Наконец, она решилась. Поправила прическу, плеснула холодной водой на пылающие щеки и вышла в спальню. К Нининому огромному облегчению, она была пуста. Кровать не смята, и того, чего Нина так боялась, на покрывале не было: пошлых сердечек, или выложенной розовыми лепестками надписи: «Новобрачные».

«Новобрачная, как же!» — раздраженно подумала она.

Квашнин сидел в гостиной, в одном из двух кресел, в котором гиганту явно было тесно. Василий Дмитриевич был не в настроении. Его все здесь раздражало: какая-то турбаза, он уж и не помнил, как это бывает? Последний раз в студенческие годы, даже в палатке жил, кормя комаров, потом, когда делал карьеру, не до отдыха было. А уж когда появились деньги, первая мысль была — за границу! Квашнин с усмешкой вспомнил теперь первый отель, в котором остановился. Приморский городок, где самыми крутыми были четырехзвездочные отели. Теперь-то Квашнин понимал, что это дыра, а тогда, остановившись в трех звездах, почувствовал себя во дворце, на празднике жизни. Как же! Италия!

Но здесь, в средней полосе России, было еще хуже в плане комфорта, физического и душевного. Да еще отец избранницы — вор и убийца. И надо ей как-то об этом сказать. Шантажировать? Нина и без того достаточно унижена. Квашнин не хотел ее заставлять. Он искренне надеялся, что девушка будет его уважать. Восхищаться его умом, предприимчивостью, богатством. Всем тем, что он ей сможет купить, имея большие деньги. А остальное, как говорится, приложится.
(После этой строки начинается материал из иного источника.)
PR #25909, opened 2026-06-01
feat: add template builder module catalog structure and go:embed wiring

jeremyruppel:
Scaffolds the `coderd/templatebuilder` package for the guided template builder ([DEVEX-272](https://linear.app/codercom/issue/DEVEX-272), [RFC](https://www.notion.so/coderhq/RFC-Guided-Template-Creation-Workflow-342d579be59280dfbf8eea2e5006dbda)).

Adds the module catalog types and `go:embed` wiring that the template builder endpoints will use:

- `codersdk.TemplateBuilderModule`, `TemplateBuilderModuleVariable`, and related types matching the RFC schema
- Internal `ModuleManifest` type with `go:embed` wiring to bundle `module.json` files from `coderd/templatebuilder/modules/`
- `LoadModules()` with defensive copy, unexported `parseModulesFromFS(fs.FS)` for test isolation, `ToSDK()` conversion
- Real `code-server` module manifest as the first catalog entry
- Strict validation: ID uniqueness, version non-empty, variable type/name validation, `DisallowUnknownFields`, and requiring `module.json` in every module directory
- Tests via internal `catalog_internal_test.go` (for `parseModulesFromFS` with `fstest.MapFS` fixtures) and external `catalog_test.go` (for `LoadModules` and `ToSDK`), covering multi-module parsing, all variable types, validation errors, nil-slice normalization, and full SDK field assertions

> [!NOTE]
> Generated with [Coder Agents](https://coder.com/agents) by @jeremyruppel


coderd/templatebuilder/README.md
```diff
@@ -0,0 +1,89 @@
+# templatebuilder
```
jeremyruppel: I noticed that our `coderd/` packages don't typically have READMEs. I decided to add one here, but I'm not particularly attached to it if we want to ditch it

coderd/templatebuilder/modules/stub/module.json
```diff
@@ -0,0 +1,29 @@
+{
```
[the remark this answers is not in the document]
jeremyruppel: We're going with option (c) which is to author and assert against a real module

coderd/templatebuilder/catalog.go
```diff
@@ -0,0 +1,124 @@
...
+	}
+
+	return codersdk.TemplateBuilderModule{
+		ID:            m.ID,
+		DisplayName:   m.DisplayName,
+		Description:   m.Description,
+		Icon:          m.Icon,
+		Category:      m.Category,
+		Version:       m.PinnedVersion,
+		CompatibleOS:  m.CompatibleOS,
```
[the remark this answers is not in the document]
jeremyruppel: Fixed. `ToSDK()` now normalizes nil `CompatibleOS` and `ConflictsWith` to empty slices. Added `TestToSDK/NilSlicesNormalizedToEmpty` to verify.

coderd/templatebuilder/catalog.go
```diff
@@ -0,0 +1,124 @@
...
+	BuilderManaged bool    `json:"builder_managed"`
+}
+
+// LoadModules reads all module.json files from the embedded catalog.
+// Results are cached after the first successful call.
+func LoadModules() ([]ModuleManifest, error) {
+	catalogOnce.Do(func() {
+		catalogModules, errCatalogLoad = parseModules()
+	})
+	return catalogModules, errCatalogLoad
```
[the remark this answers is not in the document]
jeremyruppel: Fixed. `LoadModules()` now uses `sync.OnceValues` which returns fresh values from a cached closure. `ParseModulesFromFS` builds new slices on each call, so the cached path returns the same data but callers filtering/sorting would need to clone. The pre-converted SDK cache (option b) is a good idea but better suited for DEVEX-276 when the endpoint handler exists.

coderd/templatebuilder/catalog.go
```diff
@@ -0,0 +1,124 @@
...
+
+// ToSDK converts a ModuleManifest to the API response type.
+// PinnedVersion is mapped to Version; tags are excluded from the
+// API surface.
+func (m ModuleManifest) ToSDK() codersdk.TemplateBuilderModule {
+	variables := make([]codersdk.TemplateBuilderModuleVariable, 0, len(m.Variables))
+	for _, v := range m.Variables {
+		variables = append(variables, codersdk.TemplateBuilderModuleVariable{
+			Name:           v.Name,
+			Type:           codersdk.TemplateBuilderVariableType(v.Type),
```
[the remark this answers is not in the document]
jeremyruppel: Fixed. `ParseModulesFromFS` now validates variable types against the `validVariableTypes` map and returns an error for unknown types. This catches bad manifests at load time.

coderd/templatebuilder/modules/stub/module.json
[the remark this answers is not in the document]
jeremyruppel: Fixed. Replaced the stub module with a real `code-server` module manifest. The production embed tree now only contains real catalog entries. Tests use `ParseModulesFromFS` with `fstest.MapFS` fixtures, fully decoupled from the embedded catalog.

coderd/templatebuilder/catalog_test.go
```diff
@@ -0,0 +1,129 @@
...
+		require.Equal(t, stub.ID, sdk.ID)
+		require.Equal(t, stub.DisplayName, sdk.DisplayName)
+		require.Equal(t, stub.Description, sdk.Description)
+		require.Equal(t, stub.Category, sdk.Category)
+		require.Equal(t, stub.CompatibleOS, sdk.CompatibleOS)
+		require.Equal(t, stub.ConflictsWith, sdk.ConflictsWith)
+	})
+
+	t.Run("VariablesConverted", func(t *testing.T) {
+		t.Parallel()
```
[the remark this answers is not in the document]
jeremyruppel: Fixed. `TestToSDK/AllVariableFields` now asserts every field on every variable using inline `ModuleManifest` literals. Covers `Name`, `Type`, `Description`, `Default` (nil and non-nil), `Required`, `Sensitive`, `BuilderManaged`, and `Icon`.

coderd/templatebuilder/catalog.go
```diff
@@ -0,0 +1,124 @@
...
+	Name           string  `json:"name"`
+	Type           string  `json:"type"`
+	Description    string  `json:"description"`
+	Default        *string `json:"default,omitempty"`
+	Required       bool    `json:"required"`
+	Sensitive      bool    `json:"sensitive"`
+	BuilderManaged bool    `json:"builder_managed"`
+}
+
+// LoadModules reads all module.json files from the embedded catalog.
```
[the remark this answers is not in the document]
jeremyruppel: Fixed. Comment now reads "Results are cached after the first call, including errors."

coderd/templatebuilder/catalog.go
```diff
@@ -0,0 +1,124 @@
...
+	"golang.org/x/xerrors"
+
+	"github.com/coder/coder/v2/codersdk"
+)
+
+var (
+	//go:embed modules
+	files embed.FS
+
+	catalogOnce    sync.Once
```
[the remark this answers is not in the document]
jeremyruppel: Fixed. Now uses `sync.OnceValues(parseModules)` which replaces the three package-level vars.

coderd/templatebuilder/catalog.go
```diff
@@ -0,0 +1,124 @@
...
+		}
+
+		manifestPath := path.Join(dir.Name(), "module.json")
+		data, err := fs.ReadFile(modulesFS, manifestPath)
+		if err != nil {
+			// Skip directories without a module.json.
+			continue
+		}
+
+		var manifest ModuleManifest
```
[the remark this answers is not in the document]
jeremyruppel: Fixed. `ParseModulesFromFS` now validates non-empty `ID`, non-empty `PinnedVersion`, and ID uniqueness via a `seen` map. Tests cover all three rejection paths.

coderd/templatebuilder/modules/stub/module.json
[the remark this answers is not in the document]
jeremyruppel: Fixed. The `ValidManifest` test fixture now includes all three variable types (`string`, `number`, `bool`), a `default` pointer, `sensitive`, and `builder_managed` variables. The real `code-server` module also exercises the `number` type with a default.

coderd/templatebuilder/catalog_test.go
```diff
@@ -0,0 +1,129 @@
...
+		secretVar := findVariable(t, stub.Variables, "example_secret")
+		require.True(t, secretVar.Sensitive, "example_secret should be sensitive")
+		require.False(t, secretVar.BuilderManaged)
+		require.False(t, secretVar.Required)
+		require.Equal(t, "string", secretVar.Type)
+	})
+}
+
+func TestToSDK(t *testing.T) {
+	t.Parallel()
```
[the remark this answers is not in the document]
jeremyruppel: Fixed. `TestToSDK` now builds a `ModuleManifest` literal inline with diverse edge cases (non-nil Default, multiple types, sensitive/builder_managed combinations). Fully decoupled from `LoadModules`.

coderd/templatebuilder/catalog.go
```diff
@@ -0,0 +1,124 @@
...
+	}
+
+	var modules []ModuleManifest
+	for _, dir := range dirs {
+		if !dir.IsDir() {
+			continue
+		}
+
+		manifestPath := path.Join(dir.Name(), "module.json")
+		data, err := fs.ReadFile(modulesFS, manifestPath)
```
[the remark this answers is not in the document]
jeremyruppel: Fixed. Now checks `errors.Is(err, fs.ErrNotExist)` and only continues on that case. Other errors are returned.

coderd/templatebuilder/catalog.go
```diff
@@ -0,0 +1,124 @@
...
+	catalogOnce.Do(func() {
+		catalogModules, errCatalogLoad = parseModules()
+	})
+	return catalogModules, errCatalogLoad
+}
+
+func parseModules() ([]ModuleManifest, error) {
+	modulesFS, err := fs.Sub(files, modulesDir)
+	if err != nil {
+		return nil, xerrors.Errorf("get modules fs: %w", err)
```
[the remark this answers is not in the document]
jeremyruppel: Fixed. Error messages now read "open embedded module catalog" and "list module catalog entries".

coderd/templatebuilder/catalog.go
```diff
@@ -0,0 +1,124 @@
...
+	"sync"
+
+	"golang.org/x/xerrors"
+
+	"github.com/coder/coder/v2/codersdk"
+)
+
+var (
+	//go:embed modules
+	files embed.FS
```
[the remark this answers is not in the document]
jeremyruppel: Fixed. Renamed to `modulesFS`.

codersdk/templatebuilder.go
```diff
@@ -0,0 +1,42 @@
+package codersdk
+
+// TemplateBuilderVariableType represents the type of a template builder variable.
```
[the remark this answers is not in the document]
jeremyruppel: Fixed. Trimmed the zero-value godoc comments. Kept the ones that add information beyond the type name.

coderd/templatebuilder/README.md
```diff
@@ -0,0 +1,89 @@
...
+
+Key fields:
+
+- **`builder_managed`**: Variables the compose engine injects automatically
+  (e.g. `agent_id`). These are never shown to users.
+- **`sensitive`**: Variables containing secrets. The builder does not collect
+  these; they become bare Terraform `variable` blocks so values are supplied
+  at workspace creation time.
+- **`pinned_version`**: The exact module version shipped with this Coder
+  release. The compose endpoint always emits this version; `latest` is never
```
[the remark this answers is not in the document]
jeremyruppel: Fixed. README now uses future tense ("will inject", "will be matched", etc.) for behavior that depends on unimplemented endpoints.

coderd/templatebuilder/catalog_test.go
```diff
@@ -0,0 +1,129 @@
...
+	"github.com/stretchr/testify/require"
+
+	"github.com/coder/coder/v2/coderd/templatebuilder"
+	"github.com/coder/coder/v2/codersdk"
+)
+
+func TestLoadModules(t *testing.T) {
+	t.Parallel()
+
+	modules, err := templatebuilder.LoadModules()
```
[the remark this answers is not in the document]
jeremyruppel: Fixed. Exported `ParseModulesFromFS(fs.FS)` which all tests now use via `fstest.MapFS`. The `sync.OnceValues` cache is only used by `LoadModules()` for the production path. Error paths, empty catalogs, duplicate IDs, and invalid types are all tested through the public API.

coderd/templatebuilder/README.md
jeremyruppel: Kept it. It documents the module.json schema and the two-type-layer design, which is useful context for anyone adding modules later. Updated to use future tense for unimplemented behavior and linked the RFC.

coderd/templatebuilder/catalog.go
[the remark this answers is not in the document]
jeremyruppel: Correction to my earlier reply: `sync.OnceValues` alone does not fix this since it returns the same slice reference. `LoadModules()` now returns a shallow copy via `make` + `copy` so callers can sort/filter without corrupting the cache. Inner slice fields (`Tags`, `CompatibleOS`, etc.) are still shared, but since `ModuleManifest` is read-only data from embedded JSON, mutation of inner slices would be a bug in the caller, not a defensibility gap in the cache.

coderd/templatebuilder/catalog.go
```diff
@@ -0,0 +1,124 @@
+package templatebuilder
```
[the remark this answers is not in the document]
jeremyruppel: P3? this is a nit if I've ever seen one

coderd/templatebuilder/catalog_test.go
```diff
@@ -0,0 +1,328 @@
...
+							"builder_managed": false
+						}
+					]
+				}`),
+			},
+		}
+
+		modules, err := templatebuilder.ParseModulesFromFS(fsys)
+		require.NoError(t, err)
+		require.Len(t, modules, 1)
```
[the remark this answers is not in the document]
jeremyruppel: Fixed. Added `MultipleModules` test with two module dirs, asserts `require.Len(t, modules, 2)` and checks both IDs are present.

coderd/templatebuilder/catalog.go
```diff
@@ -0,0 +1,161 @@
...
+		data, err := fs.ReadFile(sub, manifestPath)
+		if err != nil {
+			if errors.Is(err, fs.ErrNotExist) {
+				continue
+			}
+			return nil, xerrors.Errorf("read %s: %w", manifestPath, err)
+		}
+
+		var manifest ModuleManifest
+		if err := json.Unmarshal(data, &manifest); err != nil {
```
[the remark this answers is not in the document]
jeremyruppel: Fixed. Switched to `json.NewDecoder` with `DisallowUnknownFields()`. A typo like `dispaly_name` now fails at parse time. Added `RejectsUnknownField` test.

coderd/templatebuilder/catalog.go
```diff
@@ -0,0 +1,161 @@
...
+		}
+		if manifest.PinnedVersion == "" {
+			return nil, xerrors.Errorf("module %q has empty pinned_version", manifest.ID)
+		}
+		if seen[manifest.ID] {
+			return nil, xerrors.Errorf("duplicate module id %q", manifest.ID)
+		}
+		seen[manifest.ID] = true
+
+		for i, v := range manifest.Variables {
```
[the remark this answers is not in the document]
jeremyruppel: Fixed. Variable validation loop now checks for empty name and duplicate names via a `seenVars` map. Added `RejectsEmptyVariableName` and `RejectsDuplicateVariableName` tests.

coderd/templatebuilder/catalog.go
```diff
@@ -0,0 +1,161 @@
...
+	Name           string  `json:"name"`
+	Type           string  `json:"type"`
+	Description    string  `json:"description"`
+	Default        *string `json:"default,omitempty"`
+	Required       bool    `json:"required"`
+	Sensitive      bool    `json:"sensitive"`
+	BuilderManaged bool    `json:"builder_managed"`
+}
+
+// validVariableTypes is the set of variable types accepted by parseModules.
```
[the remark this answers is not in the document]
jeremyruppel: Fixed. Comment now references `ParseModulesFromFS`.

coderd/templatebuilder/catalog.go
```diff
@@ -0,0 +1,161 @@
...
+var validVariableTypes = map[string]codersdk.TemplateBuilderVariableType{
```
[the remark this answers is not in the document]
jeremyruppel: Fixed. `ToSDK()` now uses `validVariableTypes[v.Type]` to look up the SDK type instead of a raw cast. The map is the single source of truth for both validation and conversion.

codersdk/templatebuilder.go
```diff
@@ -0,0 +1,40 @@
...
+	Description   string                          `json:"description"`
+	Icon          string                          `json:"icon"`
+	Category      string                          `json:"category"`
+	Version       string                          `json:"version"`
+	CompatibleOS  []string                        `json:"compatible_os"`
+	ConflictsWith []string                        `json:"conflicts_with"`
+	Variables     []TemplateBuilderModuleVariable `json:"variables"`
+}
+
+type TemplateBuilderModulesResponse struct {
```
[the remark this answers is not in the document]
jeremyruppel: Acknowledged. Expected for scaffolding; will have callers when DEVEX-276 lands.

coderd/templatebuilder/README.md
```diff
@@ -0,0 +1,96 @@
...
+- **`sensitive`**: Variables containing secrets. The builder will not collect
+  these; they will become bare Terraform `variable` blocks so values are
+  supplied at a later stage.
+- **`pinned_version`**: The exact module version shipped with this Coder
+  release. The compose endpoint will always emit this version; `latest` is
+  never used.
+- **`compatible_os`**: Will be matched against the base template's OS to filter
+  incompatible modules.
+- **`conflicts_with`**: Module IDs that should not be selected together. The
+  UI will surface a warning but not block selection.
```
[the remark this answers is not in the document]
jeremyruppel: Fixed. Updated the PR description to reflect the current state: real `code-server` module, no stub.

coderd/templatebuilder/README.md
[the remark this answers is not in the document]
jeremyruppel: this does not bode well for the README idea

coderd/templatebuilder/catalog.go
```diff
@@ -0,0 +1,181 @@
...
+	}
+	out := make([]ModuleManifest, len(modules))
+	copy(out, modules)
+	return out, nil
+}
+
+// ParseModulesFromFS reads and validates all module.json files from the
+// given filesystem. Most callers should use LoadModules, which reads from
+// the embedded catalog. ParseModulesFromFS is exposed for tests that need
+// to supply custom fixtures.
```
code-asher: In this case I think a better pattern might be to make a `catalog_internal_test.go` that is part of the `templatebuilder` package rather than exposing the function just for tests.

coderd/templatebuilder/README.md
code-asher: My bet is this becomes out of date pretty quickly as people forget to update it when making code changes, and I feel like it creates more busy work (for example if I add a key property I have to not only document it in code with a comment but also update the readme with the prop and description, or have to regenerate the example module.json schema, etc).

I feel like most of this is self-explanatory tbh except I think the `Adding a module` section might be valuable.

just my 2c though

coderd/templatebuilder/catalog.go
```diff
@@ -0,0 +1,181 @@
...
+	var modules []ModuleManifest
+	for _, dir := range dirs {
+		if !dir.IsDir() {
+			continue
+		}
+
+		manifestPath := path.Join(dir.Name(), "module.json")
+		data, err := fs.ReadFile(sub, manifestPath)
+		if err != nil {
+			if errors.Is(err, fs.ErrNotExist) {
```
code-asher: Is it expected that the manifest might not exist?  Feels like this might be indicative of a real error, unless we think devs might commit empty directories.

The rest of the validation is strict so maybe it makes sense to be strict here too.

Or we make sure the embedder skips empty dirs or something.  nbd either way though

coderd/templatebuilder/catalog_test.go
```diff
@@ -0,0 +1,399 @@
...
+}
+
+func TestParseModulesFromFS(t *testing.T) {
+	t.Parallel()
+
+	t.Run("ValidManifest", func(t *testing.T) {
+		t.Parallel()
+
+		fsys := fstest.MapFS{
+			"modules/mymod/module.json": &fstest.MapFile{
```
code-asher: nbd at all and probably a matter of opinion but could be nice to have a fixtures dir with real json files, just from an editability point of view

codersdk/templatebuilder.go
```diff
@@ -0,0 +1,40 @@
...
+)
+
+type TemplateBuilderModuleVariable struct {
+	Name           string                      `json:"name"`
+	Type           TemplateBuilderVariableType `json:"type"`
+	Description    string                      `json:"description"`
+	Default        *string                     `json:"default,omitempty"`
+	Required       bool                        `json:"required"`
+	Sensitive      bool                        `json:"sensitive"`
+	BuilderManaged bool                        `json:"builder_managed"`
```
code-asher: What does it mean for a builder module variable to not be builder managed?

code-asher (commented):
I just gave a cursory glance for now but I left some thoughts on the RFC too

coderd/templatebuilder/modules/code-server/module.json
```diff
@@ -0,0 +1,30 @@
...
+  "id": "code-server",
+  "display_name": "code-server",
+  "description": "VS Code in the browser",
+  "icon": "/icon/code.svg",
+  "category": "IDE",
+  "tags": ["ide", "web"],
+  "compatible_os": ["linux"],
+  "conflicts_with": [],
+  "pinned_version": "1.2.3",
+  "variables": [
```
code-asher, line 11: Forgot to mention code-server has a lot more variables than this, is this just a temporary example for now?  Will we have a way to generate these manifests more completely or are they hand-rolled?

Is `1.2.3` a real version or also an example for now?

codersdk/templatebuilder.go
aslilac: my impression is that it's kinda like terraform's `Computed`, where `false` means it needs to be entered by a user. it's still a builder template tho, and the builder would still be "managing" it in that you'd enter a value into the builder when it asks and then it would put it in the tf for you. could probably use a better name.

coderd/templatebuilder/modules/code-server/module.json
aslilac, line 1: I kinda wonder if these should live as json files inside the `embed.FS` that we have to crawl for, or if this should just be a `struct` in a list in like catalog_modules.go or something. we'd definitely get better type checking that way.

at the very least, maybe we could generate a schema that these could use? I know there's lsp type stuff to validate json files against a schema but I wonder if there's a cli we could run in ci..

coderd/templatebuilder/catalog.go
aslilac: definitely agreed. and that test should definitely run all the validation logic in here so that main can't end up in a bad state

coderd/templatebuilder/catalog.go
```diff
@@ -0,0 +1,181 @@
...
+	"path"
+	"sync"
+
+	"golang.org/x/xerrors"
+
+	"github.com/coder/coder/v2/codersdk"
+)
+
+var (
+	//go:embed modules
```
aslilac, line 17:
```suggestion
	//go:embed modules/
```

nit/stylistic thing, I always try to end directory paths with `/` and start files paths with `./` just so it's slightly more obvious upon reading that I'm talking about a path.

coderd/templatebuilder/catalog.go
```diff
@@ -0,0 +1,181 @@
...
+	if err != nil {
+		return nil, xerrors.Errorf("open embedded module catalog: %w", err)
+	}
+
+	dirs, err := fs.ReadDir(sub, ".")
+	if err != nil {
+		return nil, xerrors.Errorf("list module catalog entries: %w", err)
+	}
+
+	seen := make(map[string]bool)
```
aslilac, line 89:
```suggestion
	seen := make(map[string]struct{})
```

I sometimes feel like this is an over optimization, but I have seen other places in the code where when using a `map` like a `set` we use `struct{}` as the value type, the benefit being _slightly_ better memory efficiency because `struct{}` is 0 bytes but `bool` is like 4 or 8 or something.

then to add something to the set is `seen[manifest.ID] = struct{}{}` which is hilariously ugly

coderd/templatebuilder/catalog.go
```diff
@@ -0,0 +1,181 @@
...
+		}
+		if manifest.PinnedVersion == "" {
+			return nil, xerrors.Errorf("module %q has empty pinned_version", manifest.ID)
+		}
+		if seen[manifest.ID] {
+			return nil, xerrors.Errorf("duplicate module id %q", manifest.ID)
+		}
+		seen[manifest.ID] = true
+
+		seenVars := make(map[string]bool)
```
aslilac, line 120: same nit here

coderd/templatebuilder/catalog.go
```diff
@@ -0,0 +1,181 @@
...
+	}
+
+	compatibleOS := m.CompatibleOS
+	if compatibleOS == nil {
+		compatibleOS = []string{}
+	}
+	conflictsWith := m.ConflictsWith
+	if conflictsWith == nil {
+		conflictsWith = []string{}
+	}
```
aslilac, line 164:
```suggestion
	// CLEANUP: json/v2
	compatibleOS := m.CompatibleOS
	if compatibleOS == nil {
		compatibleOS = []string{}
	}
	conflictsWith := m.ConflictsWith
	if conflictsWith == nil {
		conflictsWith = []string{}
	}
```

json/v2 is still experimental but should mean we can get rid of stuff like this one day

coderd/templatebuilder/modules/code-server/module.json
jeremyruppel: oh all that's just placeholder right now for the tests. the actual module catalog will be populated in DEVEX-273 & DEVEX-274

codersdk/templatebuilder.go
jeremyruppel: yep, it's a ways down in the RFC:

> `builder_managed: true` marks variables (like agent_id) that the composition engine wires automatically and must not be surfaced to the user.

definitely open to a better name!

coderd/templatebuilder/modules/code-server/module.json
jeremyruppel: I worry a bit about writing these in a language other than JSON because it'll allow (and perhaps even tempt) folks to introduce logic into the catalog. [jsonschema](https://github.com/kaptinlin/jsonschema) would be a superb fit imo, and it's already a dep for other stuff so wiring up validation should be a piece of cake. I think I'm going to leave that for the next PR though.

coderd/templatebuilder/catalog.go
jeremyruppel: Seems like trailing slashes are invalid go:embed unfortunately. I applied this but I'm going to have to back it out.

coderd/templatebuilder/catalog.go
jeremyruppel: Ouch my eyes! 😅 If we currently do this everywhere else (The Coder Way™️) then I'm down to make this change, but imo this reads pretty poorly, and unless we are really counting our bytes it doesn't feel like this will even move the needle. Strong opinion loosely held, though!

codersdk/templatebuilder.go
code-asher: Ooo I only searched the RFC for `BuilderManaged` references lol :facepalm:  

`Computed` sounds pretty chill to me.

jeremyruppel: into it!

jeremyruppel: Done in 547df0e70b. Renamed `BuilderManaged`/`builder_managed` to `Computed`/`computed` across Go structs, JSON tags, module manifests, tests, and regenerated TypeScript types.

_This comment was generated by Coder Agents._

coderd/templatebuilder/catalog.go
jeremyruppel: Good point. The embed directive already ignores empty directories, so any directory present in the embedded FS will have at least one file. A directory without a `module.json` likely means someone forgot to add the manifest or made a typo in the filename. Since the rest of the validation is strict, silently skipping feels inconsistent and could hide real mistakes. I'll make this an error.

_This comment was generated by Coder Agents._

coderd/templatebuilder/README.md
jeremyruppel: 'tis gone! I definitely like the idea of READMEs (*and other agent docs) in these coderd sub-packages. probably will revisit this after the feature is mostly done

coderd/templatebuilder/catalog_test.go
jeremyruppel: nice, I dig it. howsabout this, I think I'll leave this as code for now, but once we get some actual modules in DEVEX-273 I'll probably end up basing tests on those

jeremyruppel:
* **#26360** <a href="https://app.graphite.com/github/pr/coder/coder/26360?utm_source=stack-comment-icon" target="_blank">Graphite</a>
* **#26354** <a href="https://app.graphite.com/github/pr/coder/coder/26354?utm_source=stack-comment-icon" target="_blank">Graphite</a>
* **#26351** <a href="https://app.graphite.com/github/pr/coder/coder/26351?utm_source=stack-comment-icon" target="_blank">Graphite</a>
* **#26350** <a href="https://app.graphite.com/github/pr/coder/coder/26350?utm_source=stack-comment-icon" target="_blank">Graphite</a>
* **#26349** <a href="https://app.graphite.com/github/pr/coder/coder/26349?utm_source=stack-comment-icon" target="_blank">Graphite</a>
* **#26347** <a href="https://app.graphite.com/github/pr/coder/coder/26347?utm_source=stack-comment-icon" target="_blank">Graphite</a>
* **#26194** <a href="https://app.graphite.com/github/pr/coder/coder/26194?utm_source=stack-comment-icon" target="_blank">Graphite</a>
* **#26193** <a href="https://app.graphite.com/github/pr/coder/coder/26193?utm_source=stack-comment-icon" target="_blank">Graphite</a>
* **#26117** <a href="https://app.graphite.com/github/pr/coder/coder/26117?utm_source=stack-comment-icon" target="_blank">Graphite</a>
* **#26116** <a href="https://app.graphite.com/github/pr/coder/coder/26116?utm_source=stack-comment-icon" target="_blank">Graphite</a>
* **#26115** <a href="https://app.graphite.com/github/pr/coder/coder/26115?utm_source=stack-comment-icon" target="_blank">Graphite</a>
* **#25909** <a href="https://app.graphite.com/github/pr/coder/coder/25909?utm_source=stack-comment-icon" target="_blank">Graphite</a> 👈 <a href="https://app.graphite.com/github/pr/coder/coder/25909?utm_source=stack-comment-view-in-graphite" target="_blank">(View in Graphite)</a>
* `main`


<h2></h2>

coderd/templatebuilder/catalog_test.go
code-asher: Sounds good to me!

coderd/templatebuilder/catalog.go
jeremyruppel: @aslilac I just wanted to revisit this suggestion real quick– I will absolutely make this change if you have a strong opinion about it. I just wanted to push back a bit because the memory efficiency (which is bounded because the catalog is finite) doesn't feel like a great tradeoff for degraded readability here. But I'd 100% defer to you, lmk!

code-asher (approved):
I do personally have doubts about embedding as the strategy but stamping since this is per the approved RFC!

Связи по расчету довольно комфортные и прочные, с его стороны — деньги, с Нининой — качественные эскорт-услуги, в том числе и секс.

— Нервничаешь? — в упор спросил он у Нины, когда та, наконец, появилась в гостиной. Квашнин скептически оглядел ее наряд: джинсы, кеды, простую футболку. — Что-то не похоже на попытку меня соблазнить. Или ты ждешь, что я все сделаю сам? — он с насмешкой посмотрел на Нину.

Та вспыхнула, вспомнив недавнее унижение в квартире у Боброва. Сговорились они, что ли? Да неужели и, правда, что все, как один мужики — сволочи?!

— Мне раздеться? — с вызовом спросила Нина. В конце концов, все это уже было. Второй раз не так больно.

— Ладно, остынь, — Квашнин поднялся. Он был не в настроении. А без настроения — какое удовольствие? — Я устал с дороги. Полчаса трясся по вашим колдобинам. Уе… ще этот ваш Чацк, — выругался он.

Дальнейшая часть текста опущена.